吻越却越发灼热,那是想要将我揉进骨血的急迫。
结束的时候我的精疲力尽,模糊的意识被肩上的疼痛渐渐唤醒,他的牙在嵌在我的肩头。
我喘息,半响挤出一个痛字,声音虚弱无力,沙哑干涩,带着浓浓的鼻音,像极了重感冒的病人。
他缓缓松开他,微微抬起头,还粗重着的呼吸溅在我耳边,“还记得我以前说过什么么?”
我心脏猛的收紧了下,我轻轻的应,“记得。

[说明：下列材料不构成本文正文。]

PR #1225, opened 2023-11-23
POC: Rust Wrapper for 1DS C++ SDK

CDFriend:
## What is this?

Adds a Rust "wrapper" to the 1DS C++ SDK, which will allow the SDK to be imported into Rust projects as a crate. The crate interacts with the C API of the SDK (instead of C++) as this will ensure a stable binary interface between the Rust layer and C++ layer of the project.

## Project Structure

Crates:
* cpp-client-telemetry-sys: crate directly exposing the C API of the 1DS SDK to Rust. 
* oneds-telemetry: contains some abstractions over the 1DS SDK and allows messages to be sent to the SDK from the log crate.
* telemetry-sample: example executable using the oneds-telemetry crate.

## Limitations

* Currently only `i64` and `string` telemetry fields are supported.
* Currently we're only linking with the Windows-x64 static library - additional work on the build script will be required to add support for dynamic linking and other architectures/operating systems.


CDFriend:
@microsoft-github-policy-service agree company="Microsoft"

wrappers/rust/oneds-telemetry/src/conversion.rs
```diff
@@ -0,0 +1,49 @@
...
+use std::mem;
+use std::os::raw::c_char;
+
+/**
+ * This will leak memory
+ */
+pub fn to_leaky_c_str(value: &str) -> *const i8 {
+    let c_str = Box::new(CString::new(value.clone()).unwrap());
+    let ptr = c_str.as_ptr() as *const i8;
+    mem::forget(c_str);
```
sivadeilra, line 12: Can this be `Box::into_raw(c_str) as *const i8` instead?

wrappers/rust/oneds-telemetry/src/lib.rs
```diff
@@ -0,0 +1,161 @@
...
+
+#[derive(Clone)]
+pub struct LogManager {
+    is_started: bool,
+    configuration: CString,
+    log_handle: Option<i64>,
+}
+
+/// The global `Tracer` provider singleton.
+static GLOBAL_LOG_MANAGER: Lazy<RwLock<LogManager>> = Lazy::new(|| RwLock::new(LogManager::new()));
```
sivadeilra, line 29: Is there a reason this uses `Lazy` instead of just typing this field as `RwLock<LogManager>`?

wrappers/rust/oneds-telemetry/src/types.rs
```diff
@@ -0,0 +1,182 @@
...
+    pub fn as_ptr(&self) -> *const c_char {
+        self.bytes.as_ptr() as *const c_char
+    }
+
+    pub fn as_bytes(&self) -> Vec<u8> {
+        self.bytes.clone()
+    }
+
+    fn to_str(&self) -> Result<&str, std::str::Utf8Error> {
+        unsafe { CStr::from_ptr(self.as_ptr()).to_str() }
```
sivadeilra, line 36: Is there a reason this is not just `core::str::from_utf8(&self.bytes)`?  What merits using unsafe code here?

wrappers/rust/oneds-telemetry/src/types.rs
```diff
@@ -0,0 +1,182 @@
...
+    }
+}
+
+pub static NAME_PROPERTY: Lazy<StringProperty> = Lazy::new(|| StringProperty::new("name"));
```
sivadeilra, line 40: Can these fields be converted to `StringProperty`, instead of using `Lazy`?  You may be able to changes the `bytes` field of `StringProperty` to use `Cow<'static, [u8]>` (where `Cow` is from `std::borrow::Cow`), so that you can initialize it in a `const fn` context.

wrappers/rust/oneds-telemetry/src/types.rs
```diff
@@ -0,0 +1,182 @@
...
+
+use cpp_client_telemetry_sys::{evt_prop, evt_prop_v, evt_prop_t_TYPE_STRING, evt_prop_t_TYPE_TIME, evt_prop_t_TYPE_INT64};
+
+#[derive(Clone, Debug)]
+pub struct StringProperty {
+    bytes: Vec<u8>,
+}
+
+impl StringProperty {
+    pub fn new(value: &str) -> Self {
```
sivadeilra, line 19: This function appears to allocate three copies of the string.  Can this be reduced to one allocation?

```
pub fn new(value: &str) -> Self {
  let mut bytes = Vec::with_capacity(value.len() + 1);
  bytes.extend_from_slice(value);
  // last element is implicitly zero
  Self { bytes }
}
```

wrappers/rust/oneds-telemetry/src/types.rs
```diff
@@ -0,0 +1,182 @@
...
+pub struct TelemetryItem {
+    name: StringProperty,
+    data: TelemetryPropertyBag,
+    time: Option<DateTime<Utc>>,
+}
+
+impl TelemetryItem {
+    pub fn new(name: &'static str) -> TelemetryItem {
+        TelemetryItem {
+            name: StringProperty::new(name),
```
sivadeilra, line 62: If you use the suggestion of using `Cow<'static, [u8]>` for the type of the field within `StringProperty`, and you require that the caller of this function provide a `name` value that is already NUL terminated, then this function can completely avoid allocating and copying the string.

wrappers/rust/oneds-telemetry/src/types.rs
```diff
@@ -0,0 +1,182 @@
...
+        properties.push(evt_prop {
+            name: NAME_PROPERTY.as_ptr(),
+            type_: evt_prop_t_TYPE_STRING,
+            value: evt_prop_v {
+                as_string: self.name.as_ptr(),
+            },
+            piiKind: 0,
+        });
+
+        if self.time != Option::None {
```
sivadeilra, line 92: Use this instead:

```
if let Some(time) = self.time {
  ...
  let timestamp_i64 = time.timestamp();
}
```

This unifies the "is it Some?" check with getting the value inside the Some.

wrappers/rust/cpp-client-telemetry-sys/src/lib.rs
```diff
@@ -0,0 +1,90 @@
...
+        handle: *handle,
+        data: std::ptr::null_mut(),
+        result: 0,
+        size: 0,
+    });
+
+    evt_api_call_wrapper(context).0
+}
+
+pub fn evt_log(handle: &evt_handle_t, data: &mut [evt_prop]) -> evt_status_t {
```
sivadeilra, line 77: This function must have an unsafe signature, i.e. `pub unsafe fn evt_log`, because the values inside `evt_prop` use raw pointers and the implementation of this function dereferences those raw pointers.  As written now, this function could be used to violate type safety.

A better solution could ensure that `evt_prop` was using type-safe types.  You could have a type which represents an owned pointer to a C-style string, that has the same representation as the underlying `evt_*` structure.  That would greatly reduce your exposure to unsafe code semantics.

If you can point out where the C headers are that define those structures, I can help write the safe Rust projections for these.

wrappers/rust/cpp-client-telemetry-sys/src/lib.rs
```diff
@@ -0,0 +1,90 @@
+#![allow(non_upper_case_globals)]
+#![allow(non_camel_case_types)]
+#![allow(non_snake_case)]
+include!(concat!(env!("OUT_DIR"), "/bindings.rs"));
+
+use std::ffi::*;
+
+fn evt_api_call_wrapper(evt_context: Box<evt_context_t>) -> (evt_status_t, Box<evt_context_t>) {
```
sivadeilra, line 8: Why does this take ownership of the `Box<evt_context_t>` and then return it?  My naive reading of this would be that `evt_context: &evt_context_t` would be the right type.

wrappers/rust/cpp-client-telemetry-sys/src/lib.rs
```diff
@@ -0,0 +1,90 @@
...
+        data: std::ptr::null_mut(),
+        result: 0,
+        size: 0,
+    });
+
+    let (result, _) = evt_api_call_wrapper(context);
+    result
+}
+
+pub fn evt_upload(handle: &evt_handle_t) -> evt_status_t {
```
sivadeilra, line 53: Because you are directly exposing `evt_handle_t` outside your crate, and this type has unsafe pointers in it, these functions are actually unsafe to call.  They allow a safe caller to violate type safety.

You can fix this in one of several ways:
1. Don't expose these functions outside this crate.
2. Don't expose `evt_context_t`, and instead define an `EvtContext` wrapper type which contains `evt_context_t` but does not expose it outside of the crate.
3. Mark these functions `unsafe`.

wrappers/rust/oneds-telemetry/Cargo.toml
```diff
@@ -0,0 +1,17 @@
...
+name = "oneds-telemetry"
+version = "0.1.0"
+edition = "2021"
+publish = false
+# See more keys and their definitions at https://doc.rust-lang.org/cargo/reference/manifest.html
+
+[dependencies]
+chrono = { version = "0.4.30" }
+log = { version = "0.4.20" }
+once_cell = "1.12.0"
```
sivadeilra, line 11: Is there a reason to use `once_cell`, now that `Once` and `OnceLock` are part of the Rust standard library?

wrappers/rust/oneds-telemetry/src/lib.rs
```diff
@@ -0,0 +1,161 @@
...
+    evt_log,
+    evt_flush,
+    evt_upload,
+    evt_prop
+};
+
+pub mod appender;
+pub mod types;
+
+#[derive(Clone)]
```
sivadeilra, line 21: Is `log_handle` a pointer or a handle that was received from the underlying C API?  If so, then I don't think this Clone call is correct or safe.

wrappers/rust/oneds-telemetry/src/types.rs
```diff
@@ -0,0 +1,182 @@
...
+pub static TIME_PROPERTY: Lazy<StringProperty> = Lazy::new(|| StringProperty::new("time"));
+pub static EMPTY_STRING: Lazy<StringProperty> = Lazy::new(|| StringProperty::new(""));
+
+#[derive(Clone, Debug)]
+pub enum TelemetryProperty {
+    String(StringProperty),
+    Int(i64),
+}
+
+pub type TelemetryPropertyBag = HashMap<&'static str, TelemetryProperty>;
```
sivadeilra, line 50: It's a matter of taste, but I generally prefer to simply see `HashMap<&str, TelemetryProperty>` instead of a type alias.

wrappers/rust/oneds-telemetry/src/types.rs
```diff
@@ -0,0 +1,182 @@
...
+    data: TelemetryPropertyBag,
+    time: Option<DateTime<Utc>>,
+}
+
+impl TelemetryItem {
+    pub fn new(name: &'static str) -> TelemetryItem {
+        TelemetryItem {
+            name: StringProperty::new(name),
+            data: TelemetryPropertyBag::new(),
+            time: Option::None,
```
sivadeilra, line 64: Use `None` instead of `Option::None`.

lalitb:
@CDFriend This looks to be a good addition. when you have time, can you please make it ready for review :)

msft-tsharp:
> @CDFriend This looks to be a good addition. when you have time, can you please make it ready for review :)

@latlib - I can work on resolving the feedback.

lalitb:
> > @CDFriend This looks to be a good addition. when you have time, can you please make it ready for review :)
> 
> @lalitb - I can work on resolving the feedback.

@msft-tsharp Sorry for late reply. Do you think you can still work on resolving it ?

”
“我说什么了?”
我滚了滚干涩的喉咙,“你说过很多……比如以后只能是你,比如谁以后要看上别人了,就把谁的肉一块块咬下来,比如……”
“纾纾。”他忽的打断我。
“……嗯。”我顿了一秒才应了声,然后等待他要说的话。
只是我等了好会,却只等到一声叹息,这让我原本就拧着的眉拧得更紧。
我下意识的转头想看他,他却忽的撑起身,将趴着的我轻易翻转过来,随即又压下,双手捧住我的脸,定定的看着我。
他额前的碎发有些微湿的贴着肌肤,眉拧成了川,黑色的眸沉得人心悸。